Copyright 2010, Blake, Cassels & Graydon LLP
Originally published in Blakes Bulletin on Intellectual Property–Social Media Series, October 2010
The privacy practices of many social media website operators have been, and continue to be, the subject of criticism from privacy regulators and the general public. In early 2010, the heads of the data protection authorities in 10 different countries, including Canada, sent a public letter to Google Inc. to express their concerns about privacy issues related to GOOGLE BUZZ, the company's then newly released social networking application.
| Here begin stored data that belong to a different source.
PR #936, opened 2017-01-05
Support getTextSize() to resolve issue #927

### LINKED ISSUE #927: Freetype2: returns the maximum advanced point

- OpenCV => 3.2
- Operating System / Platform => Linux
- Compiler => ❔ 

##### Detailed description
Currently, the `putText` has no other output than the printed text. It could be a great feature if the `mOrg` point is returned, either in the input parameter or in the return value, since it will be useful to print more text, either on the same line or on another line.

Kumataro:
This getTextSize() funtion helps to print more text, either on the same line or on another line.
To add getTextSize() function, some member variables are removed which are corresponding at putText() function's arguments. And a negative fontHeight must be asserted.

resolves #927 

### This pullrequest changes

Add getTextSize() function at freetype2 module similar to imgproc module.
In order to avoid confusion, refactoring is now required for a member variable which are hold the argument of putText (). 
Also, CV_Assert is required for cases where fontHeight is negative.(it is an invalid parameter).

### DIFF
--- a/modules/freetype/include/opencv2/freetype.hpp
+++ b/modules/freetype/include/opencv2/freetype.hpp
@@ -115,7 +115,67 @@ The function putText renders the specified text string in the image. Symbols tha
         int thickness, int line_type, bool bottomLeftOrigin
     ) = 0;
 
+/** @brief Calculates the width and height of a text string.
+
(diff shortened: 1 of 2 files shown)


alalek:
:+1:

More recently, the Canadian federal Privacy Commissioner, after completing an investigation commenced in 2008 into the privacy practices of Facebook, Inc., announced another investigation. The most recent investigation relates to the "Like" button on FACEBOOK. The "Like" button allows users to indicate which products, articles and other content on the Internet they like. Many users click on this button without realizing that their personal preferences will be distributed over the Internet for the purposes of attracting Internet traffic to the "Liked" site.
This article does not analyze the current privacy practices of social media website operators, which the Privacy Commissioner has acknowledged are "presenting ongoing challenges to privacy regulators around the globe". Rather, it considers privacy issues faced by organizations that use social media to promote their businesses, such as blogs for consumer feedback and company pages on third-party-operated social networking websites, and suggests ways to address these issues.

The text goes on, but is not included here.